Caveat: all benchmarks have asterisks. We'll go through the methodology and limitations so you can judge the results for yourself.

Test Setup

Most Rust vs C# benchmarks compare synthetic hello-world endpoints. This one compares the same real-world application - my markdown blog - running on both stacks with equivalent content and architecture.

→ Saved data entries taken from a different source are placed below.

Issue #3644, opened 2015-03-20
Audio compilation broken :(


cra0zy:
So I already know what caused this issue, it's this:
https://github.com/mono/MonoGame/commit/0632ec611217985c2c4738b2f8f1777a056f0583

And to be even more precise, it's this line of code:
> loopLength = data.Count / ((bitsPerSample / 8) * channelCount);

The error that occurs is this:
> Build started 3/20/2015 8:40:13 PM

> /home/harry/Documents/songtest/Game01.mp3
/home/harry/Documents/songtest/Game01.mp3: error: Processor 'SongProcessor' had unexpected failure!
System.NullReferenceException: Object reference not set to an instance of an object
  at Microsoft.Xna.Framework.Content.Pipeline.Audio.AudioContent.ConvertFormat (ConversionFormat formatType, ConversionQuality quality, System.String saveToFile) [0x00000] in <filename unknown>:0 
  at Microsoft.Xna.Framework.Content.Pipeline.Processors.SongProcessor.Process (Microsoft.Xna.Framework.Content.Pipeline.Audio.AudioContent input, Microsoft.Xna.Framework.Content.Pipeline.ContentProcessorContext context) [0x00000] in <filename unknown>:0 
  at Microsoft.Xna.Framework.Content.Pipeline.ContentProcessor`2[Microsoft.Xna.Framework.Content.Pipeline.Audio.AudioContent,Microsoft.Xna.Framework.Content.Pipeline.Processors.SongContent].Microsoft.Xna.Framework.Content.Pipeline.IContentProcessor.Process (System.Object input, Microsoft.Xna.Framework.Content.Pipeline.ContentProcessorContext context) [0x00000] in <filename unknown>:0 
  at MonoGame.Framework.Content.Pipeline.Builder.PipelineManager.ProcessContent (MonoGame.Framework.Content.Pipeline.Builder.PipelineBuildEvent pipelineEvent) [0x00000] in <filename unknown>:0 
Build 0 succeeded, 1 failed.

> Time elapsed 00:00:01.05.

KonajuGames:
How is data null there? That contains the PCM data.

I'll check it out later today.

cra0zy:
From the PR above:
//this line of code breaks audio compilation and therefor it has been commented
//2 things that this line of code does wrong are:
//1) data can be null, set by line 222
//2) bitsPerSample can be 0 ???
//loopLength = data.Count / ((bitsPerSample / 8) * channelCount);

[...]

PR #3665, opened 2015-03-26
Don't calculate loopLength if a null or zero

### LINKED ISSUE #3663: [Pipeline,WIN] Latest Pipeline seems to be unable to convert Mp3 to SoundEffects
C:/Repos/DoomAndDestiny/XNA4/Content/Audio/SE/A_Team.mp3: error: Processor 'SoundEffectProcessor' had unexpected failure!
System.DivideByZeroException: Attempted to divide by zero.
   at Microsoft.Xna.Framework.Content.Pipeline.Audio.AudioContent.ConvertFormat(ConversionFormat formatType, ConversionQuality quality, String saveToFile) in c:\GitHub2\MonoGame\MonoGame.Framework.Content.Pipeline\Audio\AudioContent.cs:line 287
   at Microsoft.Xna.Framework.Content.Pipeline.Processors.SoundEffectProcessor.Process(AudioContent input, ContentProcessorContext context) in c:\GitHub2\MonoGame\MonoGame.Framework.Content.Pipeline\Processors\SoundEffectProcessor.cs:line 59
   at Microsoft.Xna.Framework.Content.Pipeline.ContentProcessor`2.Microsoft.Xna.Framework.Content.Pipeline.IContentProcessor.Process(Object input, ContentProcessorContext context) in c:\GitHub2\MonoGame\MonoGame.Framework.Content.Pipeline\ContentProcessor.cs:line 60
   at MonoGame.Framework.Content.Pipeline.Builder.PipelineManager.ProcessContent(PipelineBuildEvent pipelineEvent) in c:\GitHub2\MonoGame\MonoGame.Framework.Content.Pipeline\Builder\PipelineManager.cs:line 619
Build 0 succeeded, 1 failed.

KonajuGames:
is in any member used to calculate it.  Audio compilation does need a revision based on what I found.

Fixes #3663, #3644

### DIFF
--- a/MonoGame.Framework.Content.Pipeline/Audio/AudioContent.cs
+++ b/MonoGame.Framework.Content.Pipeline/Audio/AudioContent.cs
@@ -284,7 +284,10 @@ namespace Microsoft.Xna.Framework.Content.Pipeline.Audio
 
                 // Loop start and length in number of samples. Defaults to entire sound
                 loopStart = 0;
-                loopLength = data.Count / ((bitsPerSample / 8) * channelCount);
+                if (data != null && bitsPerSample > 0 && channelCount > 0)
+                    loopLength = data.Count / ((bitsPerSample / 8) * channelCount);
+                else
+                    loopLength = 0;
             }
             finally
             {


MonoGame.Framework.Content.Pipeline/Audio/AudioContent.cs
```diff
@@ -284,7 +284,10 @@ public void ConvertFormat(ConversionFormat formatType, ConversionQuality quality
 
                 // Loop start and length in number of samples. Defaults to entire sound
                 loopStart = 0;
-                loopLength = data.Count / ((bitsPerSample / 8) * channelCount);
+                if (data != null && bitsPerSample > 0 && channelCount > 0)
+                    loopLength = data.Count / ((bitsPerSample / 8) * channelCount);
+                else
+                    loopLength = 0;
```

  • Rust stack: axum 0.7, Maud templates, rayon for startup parsing
  • C# stack: ASP.NET Core, CinderBlockHtml (HTML DSL), same in-memory approach
  • Endpoints tested: /, /about, /blog, /blog/2025-reflection, /tags/finance, /tags, /stats
  • Benchmark tool: custom Rust CLI wrapping hey, measuring full response time through body consumption
  • Environment: Docker containers on the same machine (mirrors production), memory measured via docker stats with 10s post-startup baseline
  • Load levels: light (5K requests, 10 concurrent), medium (10K, 50 concurrent), heavy (20K, 100 concurrent)

Known limitations:

  • Single machine — server and bench tool compete for resources
  • Limited warmup for C# (5 requests) — JIT benefits from more, though p50 across 5K+ requests amortizes this
  • docker stats includes kernel overhead which inflates both numbers slightly and is imprecise in sampling
  • Single runs of each benchmark — no statistical averaging across multiple runs

Memory: 4.6x Less in Rust

Rust vs C# Memory Usage

Rust C# Ratio
Baseline 34 MB 166 MB 4.9x
Light load (5K, 10c) 44 MB 241 MB 5.5x
Medium load (10K, 50c) 57 MB 271 MB 4.8x
Heavy load (20K, 100c) 63 MB 293 MB 4.6x

Rust with all 1,025+ posts loaded in memory uses almost 1/5th the RAM that C# uses just to start up with nothing loaded.

Why C# uses more: .NET has significant runtime overhead from its garbage collector, JIT compiler, and type system metadata. Microsoft's docs show ~50MB for a Hello World ASP.NET Core app so our 166MB baseline with 1,025 posts loaded is reasonable.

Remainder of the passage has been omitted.